ABOUT THIS EXERCISE -
Look through the entries for the string "issues" and copy every line where it shows up.

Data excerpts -
PR #1661, opened 2026-01-20
chore: update workflows and templates

svenvg93:
## 📃 Description

This PR updates the templates to be simpler and provides clearer guidance on how to fill them in.
The templates now include additional checkboxes, which should encourage users to search for existing issues or requests before submitting a new one.
Based on the templates I made for another project; https://github.com/alexjustesen/speedtest-tracker/issues/new/choose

ANSWER TO THIS EXERCISE -
The templates now include additional checkboxes, which should encourage users to search for existing issues or requests before submitting a new one.
Based on the templates I made for another project; https://github.com/alexjustesen/speedtest-tracker/issues/new/choose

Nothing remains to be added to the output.